ちなみに、bfiデータの場合、rowMeans()の方法と処理時間には差がつきません。同じくらい速いです。
Code
microbenchmark::microbenchmark(
"base::rowMeans" = {
df_bfi |>
mutate(
score_A = rowMeans(pick(starts_with("A"))),
score_C = rowMeans(pick(starts_with("C"))),
score_E = rowMeans(pick(starts_with("E"))),
score_N = rowMeans(pick(starts_with("N"))),
score_O = rowMeans(pick(starts_with("O"))),
.after = q_age
)
},
"Rfast::rowmeans" = {
df_bfi |>
mutate(
score_A = pick(starts_with("A")) |>
as.matrix() |>
Rfast::rowmeans(),
score_C = pick(starts_with("C")) |>
as.matrix() |>
Rfast::rowmeans(),
score_E = pick(starts_with("E")) |>
as.matrix() |>
Rfast::rowmeans(),
score_N = pick(starts_with("N")) |>
as.matrix() |>
Rfast::rowmeans(),
score_O = pick(starts_with("O")) |>
as.matrix() |>
Rfast::rowmeans(),
.after = q_age
)
}
)Unit: milliseconds
expr min lq mean median uq max neval cld
base::rowMeans 4.2664 4.34500 4.555280 4.4065 4.5439 8.7891 100 a
Rfast::rowmeans 4.2167 4.28615 4.673185 4.3685 4.5172 8.2862 100 a
ggplot2::diamondsは約54000行あるんですが、計算させてみるとrowMeans()よりも微妙に速かったりします。ただし1ミリ秒も差がつかないので体感できないです。
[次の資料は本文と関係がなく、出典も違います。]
PR #14577, opened 2024-12-03
Make `shared.IsSnapshot()` a bit more strict

simondeziel:


lxd/instance/instance_utils.go
```diff
@@ -302,10 +302,8 @@ func LoadInstanceDatabaseObject(ctx context.Context, tx *db.ClusterTx, project,
 	var container *cluster.Instance
 	var err error
 
-	if strings.Contains(name, shared.SnapshotDelimiter) {
-		parts := strings.SplitN(name, shared.SnapshotDelimiter, 2)
-		instanceName := parts[0]
-		snapshotName := parts[1]
+	if shared.IsSnapshot(name) {
```
tomponline, line 305: Maybe we should just use `api.GetParentAndSnapshotName` everywhere (or at least in more places) and update it to use strings.Cut. This way we don't have to repeat the check for `/` in the string.

shared/util.go
```diff
@@ -651,9 +651,10 @@ func (r BytesReadCloser) Close() error {
 	return nil
 }
 
-// IsSnapshot returns true if a given name contains the snapshot delimiter.
+// IsSnapshot returns true if a given name contains a snapshot delimiter not at the end.
 func IsSnapshot(name string) bool {
```
tomponline, line 655: Probably we should centralise the "is snapshot/extract snapshot parts" into api.GetParentAndSnapshotName instead.

tomponline (commented):
I've not gone through this in detail yet, but one comment is that we've consciously avoided using `IsSnapshot` or `api.GetParentAndSnapshotName` in the past in places where the variable being checked isn't representing a possible instance or volume fully qualified snapshot name.

I.e instance backups follows the same style but they represent different things and could evolve separately, so maybe we also need a separate function for other conceptual fully qualified entities.

tomponline:
@simondeziel can we close this for now until you get chance to look at this again?

PR #14680, opened 2024-12-17
VM: Move check for container-specific prefixed keys applied to VMs up

kadinsayani:
This PR fixes the following regression:
https://github.com/canonical/lxd-ci/actions/runs/12367790805/job/34516721509#step:11:93.

We always need to check config keys applied to VM's to ensure container-specific prefixed keys are disallowed.

### DIFF
--- a/lxd/instance/instance_utils.go
+++ b/lxd/instance/instance_utils.go
@@ -128,14 +128,14 @@ func ValidConfig(sysOS *sys.OS, config map[string]string, expanded bool, instanc
 }
 
 func validConfigKey(os *sys.OS, key string, value string, instanceType instancetype.Type) error {
+	// Disallow keys with container-specific prefixes such as "linux.sysctl." and "limits.kernel." for VMs.
+	if instanceType == instancetype.VM && shared.StringHasPrefix(key, instancetype.ConfigKeyPrefixesContainer...) {
+		return fmt.Errorf("%q isn't supported for %q", key, instanceType)
+	}
+
 	// Check if the key is a valid prefix and whether or not it requires a subkey.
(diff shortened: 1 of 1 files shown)


lxd/instance/instance_utils.go
```diff
@@ -128,14 +128,14 @@ func ValidConfig(sysOS *sys.OS, config map[string]string, expanded bool, instanc
...
 
 func validConfigKey(os *sys.OS, key string, value string, instanceType instancetype.Type) error {
+	// Disallow keys with container-specific prefixes such as "linux.sysctl." and "limits.kernel." for VMs.
+	if instanceType == instancetype.VM && shared.StringHasPrefix(key, instancetype.ConfigKeyPrefixesContainer...) {
+		return fmt.Errorf("%q isn't supported for %q", key, instanceType)
+	}
+
 	// Check if the key is a valid prefix and whether or not it requires a subkey.
 	knownPrefixes := append(instancetype.ConfigKeyPrefixesAny, instancetype.ConfigKeyPrefixesContainer...)
 	if strings.HasSuffix(key, ".") {
```
simondeziel, line 138: Shouldn't we also reject anything that ends with a trailing `.` as that's never going to be a valid config key anyway so why bother doing more checks?

simondeziel (approved):

lxd/instance/instance_utils.go
kadinsayani: We can do that, however, the additional check allows us to throw more specific error messages:
`"Unknown configuration key: %q"` if the key is not known and `"%q requires a subkey"` if the key is known but missing a subkey. Also, the check is pretty inexpensive computationally since the `knownPrefixes` slice is only 5 elements.

tomponline (approved):

PR #14681, opened 2024-12-17
Preserve `custom/c1` syntax during storage volume rename

MggMuggins:
Follow-up to #14491; if a volume is specified as `source: custom/c1`, then a rename of `c1`->`c2` should leave the device with `source: custom/c2`.

### DIFF
--- a/lxd/storage_volumes_utils.go
+++ b/lxd/storage_volumes_utils.go
@@ -30,7 +30,12 @@ func storagePoolVolumeUpdateUsers(s *state.State, projectName string, oldPoolNam
 			_, exists := localDevices[devName]
 			if exists {
 				localDevices[devName]["pool"] = newPoolName
-				localDevices[devName]["source"] = newVol.Name
+
+				if strings.Contains(localDevices[devName]["source"], "/") {
+					localDevices[devName]["source"] = newVol.Type + "/" + newVol.Name
+				} else {
+					localDevices[devName]["source"] = newVol.Name
+				}
 			}
 		}
 
@@ -62,7 +67,12 @@ func storagePoolVolumeUpdateUsers(s *state.State, projectName string, oldPoolNam
 		for name, dev := range profile.Devices {
 			if shared.ValueInSlice(name, usedByDevices) {
 				dev["pool"] = newPoolName
-				dev["source"] = newVol.Name
+
+				if strings.Contains(dev["source"], "/") {
+					dev["source"] = newVol.Type + "/" + newVol.Name
+				} else {
+					dev["source"] = newVol.Name
+				}
 			}
 		}
 
--- a/test/suites/storage_volume_attach.sh
+++ b/test/suites/storage_volume_attach.sh
@@ -116,8 +116,15 @@ EOF
 
   lxc storage volume show "${pool}" testvolume | grep -q '/1.0/instances/c1'
 
+  # rename should preserve source=custom/testvolume syntax
+  lxc stop c1
+
+  lxc storage volume rename "${pool}" testvolume testvolume2
+
+  [ "$(lxc config device get c1 testvolume source)" = "custom/testvolume2" ]
+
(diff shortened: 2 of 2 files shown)


tomponline (approved):

MggMuggins:
You an me both :laughing:

MggMuggins:
@tomponline There's no bug when used with instance devices and renaming devices attached to profiles fails, but with an unhelpful error message.

## Instances
Assume the following configuration in a lxd cluster with cluster members `c1`, `c2`, and `c3`:
```
$ lxc ls
+------+---------+------+------+-----------------+-----------+----------+
| NAME |  STATE  | IPV4 | IPV6 |      TYPE       | SNAPSHOTS | LOCATION |
+------+---------+------+------+-----------------+-----------+----------+
| v1   | STOPPED |      |      | VIRTUAL-MACHINE | 0         | c1       |
+------+---------+------+------+-----------------+-----------+----------+
| v2   | STOPPED |      |      | VIRTUAL-MACHINE | 0         | c2       |
+------+---------+------+------+-----------------+-----------+----------+
$ lxc storage volume ls
+-------+-----------------+------------------------------------------------------------------+-------------+--------------+---------+----------+
| POOL  |      TYPE       |                               NAME                               | DESCRIPTION | CONTENT-TYPE | USED BY | LOCATION |
+-------+-----------------+------------------------------------------------------------------+-------------+--------------+---------+----------+
| local | custom          | blk1                                                             |             | block        | 1       | c1       |
+-------+-----------------+------------------------------------------------------------------+-------------+--------------+---------+----------+
| local | custom          | blk1                                                             |             | block        | 1       | c2       |
+-------+-----------------+------------------------------------------------------------------+-------------+--------------+---------+----------+
...
+-------+-----------------+------------------------------------------------------------------+-------------+--------------+---------+----------+
| local | virtual-machine | v1                                                               |             | block        | 1       | c1       |
+-------+-----------------+------------------------------------------------------------------+-------------+--------------+---------+----------+
| local | virtual-machine | v2                                                               |             | block        | 1       | c2       |
+-------+-----------------+------------------------------------------------------------------+-------------+--------------+---------+----------+
$ lxc config show v1
...
devices:
  blk1:
    pool: local
    source: blk1
    type: disk
ephemeral: false
profiles:
- default
- ...
$ lxc config show v2
...
devices:
  blk1:
    pool: local
    source: blk1
    type: disk
ephemeral: false
profiles:
- default
...
```
Renaming `blk1` on `c1` only modifies the disk device on `v1`:
```
$ lxc storage volume rename local blk1 blk2 --target c1
Renamed storage volume from "blk1" to "blk2"
$ lxc config show v1
...
devices:
  blk1:
    pool: local
    source: blk2
    type: disk
ephemeral: false
profiles:
- default
...
$ lxc config show v2
...
devices:
  blk1:
    pool: local
    source: blk1
    type: disk
ephemeral: false
profiles:
- default
...
```

## Profiles
The block volume sharing rules aren't strictly correct; adding the same device to the default profile hits this:
```
$ lxc profile device add default blk1 disk pool=local source=blk1
Config parsing error: Device validation failed for "blk1": Cannot add custom storage block volume to profiles if security.shared is false or unset
```

Setting that aside for a moment, the rename fails here:
```
$ lxc storage volume set local blk1 security.shared=true --target c1
$ lxc storage volume set local blk1 security.shared=true --target c2
$ lxc storage volume rename local blk1 blk2 --target c1
Error: Device validation failed for "blk1": Failed loading custom volume: Storage volume not found
```

I tried a similar setup with filesystem volumes in profiles and get the same thing. I think the current implementation is sound, at least insofar as it [validates](https://github.com/canonical/lxd/blob/main/lxd/storage_volumes_utils.go#L83) changes after making them.

Looking at the code I think there's a corner case involving how revert happens (or not) when the rename fails like this, but I need a little more time to work it out properly.

PR #14684, opened 2024-12-18
CLI: Rework `cmpInstanceKeys` for contextual completions based on instance type

kadinsayani:
Fixes https://github.com/canonical/lxd/issues/14689.

Summary of changes:
- Correctly provides instance config key completions based on instance type.

### DIFF
--- a/lxc/completion.go
+++ b/lxc/completion.go
@@ -10,6 +10,7 @@ import (
 
 	"github.com/spf13/cobra"
 
+	"github.com/canonical/lxd/lxd/instance/instancetype"
 	"github.com/canonical/lxd/shared"
 	"github.com/canonical/lxd/shared/api"
 )
@@ -284,6 +285,21 @@ func (g *cmdGlobal) cmpInstanceKeys(instanceName string) ([]string, cobra.ShellC
 		return nil, cobra.ShellCompDirectiveError
 	}
 
+	instanceTypeAnyKeys := make([]string, 0, len(instancetype.InstanceConfigKeysAny))
+	for key := range instancetype.InstanceConfigKeysAny {
+		instanceTypeAnyKeys = append(instanceTypeAnyKeys, key)
+	}
+
+	instanceTypeContainerKeys := make([]string, 0, len(instancetype.InstanceConfigKeysContainer))
+	for key := range instancetype.InstanceConfigKeysContainer {
+		instanceTypeContainerKeys = append(instanceTypeContainerKeys, key)
+	}
+
+	instanceTypeVMKeys := make([]string, 0, len(instancetype.InstanceConfigKeysVM))
+	for key := range instancetype.InstanceConfigKeysVM {
+		instanceTypeVMKeys = append(instanceTypeVMKeys, key)
+	}
+
 	// Pre-allocate configKeys slice capacity.
 	keyCount := 0
 	for _, field := range instanceConfig {
@@ -294,18 +310,16 @@ func (g *cmdGlobal) cmpInstanceKeys(instanceName string) ([]string, cobra.ShellC
 
 	for _, field := range instanceConfig {
 		for _, key := range field.Keys {
-			for configKey, configKeyField := range key {
+			for configKey := range key {
 				configKey = strings.TrimSuffix(configKey, "*")
 
-				// InstanceTypeAny config keys.
-				if configKeyField.Condition == "" {
+				if shared.ValueInSlice(configKey, instanceTypeAnyKeys) || shared.StringHasPrefix(configKey, instancetype.ConfigKeyPrefixesAny...) {
 					configKeys = append(configKeys, configKey)
-					continue
 				}
 
-				if instanceType == string(api.InstanceTypeContainer) && configKeyField.Condition == "container" {
+				if instanceType == string(api.InstanceTypeContainer) && (shared.ValueInSlice(configKey, instanceTypeContainerKeys) || shared.StringHasPrefix(configKey, instancetype.ConfigKeyPrefixesContainer...)) {
 					configKeys = append(configKeys, configKey)
-				} else if instanceType == string(api.InstanceTypeVM) && configKeyField.Condition == "virtual machine" {
+				} else if instanceType == string(api.InstanceTypeVM) && shared.ValueInSlice(configKey, instanceTypeVMKeys) {
 					configKeys = append(configKeys, configKey)
 				}
 			}
--- a/lxc/completion.go
+++ b/lxc/completion.go
@@ -1550,9 +1550,9 @@ func (g *cmdGlobal) cmpStoragePoolVolumeConfigs(poolName string, volumeName stri
 	resource := resources[0]
 	client := resource.server
 
-	var pool = poolName
-	if strings.Contains(poolName, ":") {
-		pool = strings.Split(poolName, ":")[1]
+	_, pool, found := strings.Cut(poolName, ":")
+	if !found {
+		pool = poolName
 	}
 
 	volName, volType := parseVolume("custom", volumeName)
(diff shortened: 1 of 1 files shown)


lxc/completion.go
```diff
@@ -1634,9 +1634,17 @@ func (g *cmdGlobal) cmpStoragePoolVolumes(poolName string, volumeTypes ...string
...
+	// Only complete volumes specified by volumeTypes.
 	for _, volume := range volumes {
 		_, volType := parseVolume("custom", volume)
+
+		// Parse snapshots returned by GetStoragePoolVolumeNames.
+		if strings.Contains(volume, "/snapshots/") {
+			fields := strings.SplitN(volume, "/snapshots/", 2)
+			customVolumeNames = append(customVolumeNames, fields[0]+"/"+fields[1])
+			continue
+		}
```
simondeziel, line 1647: Feels like a good candidate for `before, after, found := strings.Cut` as it combines the `strings.Contains` and `strings.SplitN` into one operation.

lxc/completion.go
```diff
@@ -274,7 +274,7 @@ func (g *cmdGlobal) cmpInstanceKeys(instanceName string) ([]string, cobra.ShellC
 				configKey = strings.TrimSuffix(configKey, "*")
 
 				// InstanceTypeAny config keys.
-				if configKeyField.Condition == "" {
+				if configKeyField.Condition == "" || configKeyField.Condition == "If supported by image" {
```
tomponline, line 277: this looks fishy, whats it comparing to?

kadinsayani: The condition field for a `cloud-init.*` instance config key:

```
			"cloud-init": {
				"keys": [
					{
						"cloud-init.network-config": {
							"condition": "If supported by image",
							"defaultdesc": "`DHCP on eth0`",
							"liveupdate": "no",
							"longdesc": "The content is used as seed value for `cloud-init`.",
							"shortdesc": "Network configuration for `cloud-init`",
							"type": "string"
						}
					},

```

Alternatively, we could just add all keys under the `cloud-init` map.

tomponline: why are we needing to consider the Condition field?

kadinsayani: We check the condition field to determine if a key is valid for instance type any, container, or virtual-machine.

tomponline: ok, so we really dont want to be comparing to arbitrary free-text values.

This seem super hacky to me.

tomponline: > Alternatively, we could add all keys under the cloud-init map.
What do you mean please?

kadinsayani: Under metadata, we have configs->instance->config key group->keys. Currently, we add all keys from every config key group as long as they match the condition of instance type. The `cloud-init.*` keys are skipped because their condition is "If supported by image" and not "container" or "virtual machine".

If we want to move away from comparing to strings found in metadata, we can grab the keys from `instancetype.InstanceConfigKeysAny/VM/Container`.

kadinsayani: That would mean reverting https://github.com/canonical/lxd/pull/14542/commits/4ae5a7b2ded2680337d3a94b5276f088bf0e044c.

kadinsayani: Or, we can check if a key is found in `instancetype.InstanceConfigKeysAny/VM/Container` to deduce the type, but this adds complexity.

tomponline: > Currently, we add all keys from every config key group as long as they match the condition of instance type.

Do we make clear the link anywhere between the value of `condition` and how it affects auto complete? 
It feels like this link has been only recently established in these changes and could easily be broken due to not making clear the link, and hard to detect (due to there being no tests for auto complete).

I wonder if lxd-metadata should be updated to test for valid "conditions" values from a slice it has so we can only use accepted ones.

Then we could expose those as constants and have them used as checks for the auto complete.

> If we want to move away from comparing to strings found in metadata, we can grab the keys from instancetype.InstanceConfigKeysAny/VM/Container.

But that would then be restricted to keys known about by the client, and not by the server leading to situations where the client may suggest something the server doesnt support or miss out on suggesting something it does support.


Also, by checking for `condition` as it stands today, you're missing out on other instance fields like `raw.idmap` and `security.idmap.*` which have a condition of `unprivileged container`.

One acceptable workaround would be to have a list of prefixes that you can accept from the metadata API irrespective of condition.

kadinsayani: I'm in agreement with moving away from checking "condition" values.

> But that would then be restricted to keys known about by the client, and not by the server leading to situations where the client may suggest something the server doesnt support or miss out on suggesting something it does support.

We can also consider checking the keys from the metadata API against `instancetype.InstanceConfigKeysAny/VM/Container` to deduce type. Aren't the keys generated by the metadata API sourced from `lxd/instance/instancetype/instance.go`?

tomponline: Yes, but remember lxc would be built against a list at a point in time, but the server maybe newer and have additional keys only in metadata api

kadinsayani: What about adding a "supported instance type" field to the metadata? I'm trying to avoid hard coding a list of accepted keys based on instance type in the client, since these may not line up with the server. Also, there are cases where a prefix contains keys supported by containers and VMs. For example, the `migration` prefix contains `migration.incremental.memory` which is only supported by containers, and `migration.stateful` which is only supported by VMs.

tomponline:
Is it possible to split this pr into two, so we can merge the non contentious parts?

lxc/completion.go
kadinsayani: Another consideration for adding an instance type field to config keys in metadata is the potential usability improvements that could be achieved in `lxd-ui`. I don't use it much so I'm not sure if completions are served when setting profile or instance config keys, but having an instance type field in the metadata could facilitate smart completions for config keys in the ui.

kadinsayani: Another option could be including the `condition` metadata string with the completion results in brackets. For example:

```
$ lxc config set c1 [TAB]
limits.cpu.pin_strategy (virtual machine)
cloud-init.network-config (If supported by image)
...
```

With this option, we effectively mirror the documentation and inform users of all available configuration keys and their corresponding condition (virtual machine only, unprivileged container, if supported by image, storage volumes managed by LXD, etc.)

kadinsayani: Resolved by using a best-effort approach comparing config keys from the metadata API to keys known at compile time of the `instancetype` module.

lxc/completion.go
```diff
@@ -1536,7 +1550,7 @@ func (g *cmdGlobal) cmpStoragePoolVolumeConfigs(poolName string, volumeName stri
 	resource := resources[0]
 	client := resource.server
 
-	var pool = poolName
+	pool := poolName
 	if strings.Contains(poolName, ":") {
 		pool = strings.Split(poolName, ":")[1]
```
simondeziel, line 1555: Could we use `strings.Cut` here instead of `Contains` + `Split`, please?

lxc/completion.go
```diff
@@ -1605,7 +1619,7 @@ func (g *cmdGlobal) cmpStoragePoolVolumeProfiles(poolName string, volumeName str
...
```
simondeziel, line 1624: Same here, `Cut`, please.

lxc/completion.go
```diff
@@ -1568,7 +1582,7 @@ func (g *cmdGlobal) cmpStoragePoolVolumeInstances(poolName string, volumeName st
...
```
simondeziel, line 1587: Same here, `Cut`, please.

lxc/completion.go
```diff
@@ -1642,7 +1656,7 @@ func (g *cmdGlobal) cmpStoragePoolVolumeSnapshots(poolName string, volumeName st
...
```
simondeziel, line 1661: Same here, `Cut`, please.

lxc/completion.go
kadinsayani: Sure thing!

simondeziel (approved):

tomponline (approved):

PR #14693, opened 2024-12-18
doc/cloud-init: add a note that recent `cloud-init` on older Ubuntu still doesn't support modern keys

simondeziel:


simondeziel:
@holmanb I couldn't find where I read it before but I think that `cloud-init` backports to old releases (like `20.04`) intentionally disable support for the LXD datasource and causes LXD guests to use the `nocloud` one. Is that right?

```
$ lxc init ubuntu-minimal-daily:20.04 f1

$ lxc config set f1 cloud-init.user-data - << EOF
#cloud-config
runcmd:
  - touch /root/cloud-init.user-data
EOF

$ lxc config set f1 user.user-data - << EOF
#cloud-config
runcmd:
  - touch /root/user.user-data
EOF

$ lxc start f1 && lxc exec f1 -- cloud-init status --wait
$ lxc exec f1 -- cloud-init status --long | grep detail
detail: DataSourceNoCloud [seed=/var/lib/cloud/seed/nocloud-net]
$ lxc exec f1 -- cloud-init query userdata
#cloud-config
runcmd:
  - touch /root/user.user-data

$ lxc exec f1 -- ls -l /root/
total 1
-rw-r--r-- 1 root root 0 Dec 18 23:27 user.user-data
```

In the above, we see that only the legacy key `user.user-data` was taken into account.

simondeziel:
For comparison, here is with a more modern Ubuntu version (`22.04`):

```
$ lxc init ubuntu-minimal-daily:22.04 j1

$ lxc config set j1 cloud-init.user-data - << EOF
#cloud-config
runcmd:
  - touch /root/cloud-init.user-data
EOF

$ lxc config set j1 user.user-data - << EOF
#cloud-config
runcmd:
  - touch /root/user.user-data
EOF

$ lxc start j1 && lxc exec j1 -- cloud-init status --wait
$ lxc exec j1 -- cloud-init status --long | grep detail
detail: DataSourceLXD


$ lxc exec j1 -- cloud-init query userdata
#cloud-config
runcmd:
  - touch /root/cloud-init.user-data


$ lxc exec j1 -- ls -l /root/
total 1
-rw-r--r-- 1 root root 0 Dec 18 23:31 cloud-init.user-data
```

tomponline (approved):

holmanb:
> @holmanb I couldn't find where I read it before but I think that `cloud-init` backports to old releases (like `20.04`) intentionally disable support for the LXD datasource and causes LXD guests to use the `nocloud` one. Is that right?

Yes. Thanks for this @simondeziel!

Issue #14159, opened 2024-09-25
GetResources is returning unexpected data when it is executed on VMs with Passthrough CPU


r00ta:
# Issue description

In MAAS we are using some utilities from the LXD library to extract the hardware info of a machine (see [here](https://github.com/canonical/maas/blob/4b019c3dcae62decbb60cffff8573d1ccdbed49c/src/host-info/pkg/info/info.go#L180)). If this is run on a VM with Passthrough CPU it returning that the machine has N sockets where N is the number of CPU threads. 
The problem is that the socket name changes from time to time (causing MAAS not to display the cpu model name). See [this](https://pastebin.ubuntu.com/p/8ST8skMDcP/) for the full output and [this](https://pastebin.ubuntu.com/p/PgHFgGVRTX/) for the output of /proc/cpuinfo. In this specific case it is flipping from Intel(R) Xeon(R) CPU Max 9462 to pc-q35-6.2 (with vendor QEMU). 

Is this a known limitation or can this be considered as a bug?

tomponline:
Associated MM thread https://chat.canonical.com/canonical/pl/wzmwbz7ixbbk9rh4847wni7kua

mihalicyn:
Hi @r00ta,

please can you give me a bit of context in addition to what Simon asked.

Are you using CPU hotplug for that VM? Is this thing is stable-reproducible or not?

mihalicyn:
`GetResources` generate it's output based on `/proc/cpuinfo` and `/sys/devices/system/cpu`.

>See [this](https://pastebin.ubuntu.com/p/8ST8skMDcP/) for the full output and [this](https://pastebin.ubuntu.com/p/PgHFgGVRTX/) for the output of /proc/cpuinfo

These two outputs doesn't appear to be collected from the same machine. Even CPUs are different:
https://www.intel.com/content/www/us/en/products/sku/232597/intel-xeon-cpu-max-9462-processor-75m-cache-2-70-ghz/specifications.html
https://www.intel.com/content/www/us/en/products/sku/192478/intel-xeon-platinum-8280-processor-38-5m-cache-2-70-ghz/specifications.html

I can imagine inconsistency like mixture of `pc-q35-6.2` cpu with `Intel(R) Xeon(R) CPU Max 9462` but having absolutely another one `Intel(R) Xeon(R) Platinum 8280` on the same machine looks suspicious.

[...]

PR #14683, opened 2024-12-17
Minor tweaks

simondeziel:
Address a few small things noticed while doing code reviews.

PR #14695, opened 2024-12-19
lxd/resources/cpu: fix GetCPU() to handle multisockets systems

mihalicyn:
When VM has more than 9 vCPUs and they are exposed as sitting on a different "physical" sockets we don't handle it properly [1] as we implicitly assume that entries in /sys/devices/system/cpu/ are sorted the same way as in /proc/cpuinfo. But it's not correct assumption.

To reproduce that, the following QEMU command line parameter can be used: -smp 12,sockets=12,cores=1,threads=1

Affected systems have more than one line in the following command output: cat /sys/devices/system/cpu/cpu*/topology/physical_package_id | uniq and more than 9 CPUs.

[1] https://github.com/canonical/lxd/issues/14159#issuecomment-2551838382
Fixes: #14159
Signed-off-by: Alexander Mikhalitsyn <aleksandr.mikhalitsyn@canonical.com>

### DIFF
--- a/lxd/resources/cpu.go
+++ b/lxd/resources/cpu.go
@@ -174,7 +174,7 @@ func getCPUCache(path string) ([]api.ResourcesCPUCache, error) {
 	return caches, nil
 }
 
-func getCPUdmi() (string, string, error) {
+func getCPUdmi() (vendor string, model string, err error) {
 	// Open the system DMI tables.
 	stream, _, err := smbios.Stream()
 	if err != nil {
--- a/lxd/resources/cpu.go
+++ b/lxd/resources/cpu.go
@@ -206,6 +206,11 @@ func getCPUdmi() (string, string, error) {
 	return "", "", fmt.Errorf("No DMI table found")
 }
 
+type cpuInfo struct {
+	Name   string
+	Vendor string
+}
+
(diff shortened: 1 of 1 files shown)


lxd/resources/cpu.go
```diff
@@ -227,7 +232,68 @@ func GetCPU() (*api.ResourcesCPU, error) {
...
+
+	// CPU information
+	for cpuInfoScanner.Scan() {
+		line := strings.TrimSpace(cpuInfoScanner.Text())
+		if !strings.HasPrefix(line, "processor") {
+			return nil, fmt.Errorf("Failed to parse /proc/cpuinfo: Unexpected line %q", line)
+		}
+
+		// Extract cpu index
+		fields := strings.SplitN(line, ":", 2)
```
tomponline, line 246: strings.Cut would likely be more appropriate here as an FYI only

tomponline (approved):
Thanks!

lxd/resources/cpu.go
simondeziel: https://github.com/canonical/lxd/pull/14683/commits/de6416c7f889b735592a0d47b5b7655979a0b757 is my attempt at using `strings.Cut`.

microbenchmark::microbenchmark(
"base::rowMeans" = {
diamonds |>
mutate(
res = pick(depth:z) |>
rowMeans()
)
},
"Rfast::rowmeans" = {
diamonds |>
mutate(
res = pick(depth:z) |>
as.matrix() |>
Rfast::rowmeans()
)
},
check = "equal"
)Unit: milliseconds
expr min lq mean median uq max neval cld
base::rowMeans 2.2124 2.37665 2.779288 2.51615 2.70125 5.3981 100 a
Rfast::rowmeans 1.5674 1.70840 2.082682 1.83450 2.08915 6.0799 100 b
ものすごくデータ数が多いときなら、選択肢に入る方法かもしれません。
Conclusion
今回はwideなデータにおいてdplyr::rowwise()を使わないで尺度得点の算出というrowwiseな処理をしてみました。個人的にはbase::row*(pick(...))を使うのもありだと思いました。可読性もそんなに悪くないと思います。一方で、個人ごとに計算しているというのを明示したい場合は、rowwise()を挟んだり.by = ID列の方が分かりやすい気もします。サンプルサイズやコードを共有するか否かなどを考慮して使い分けるのがいいかもしれません。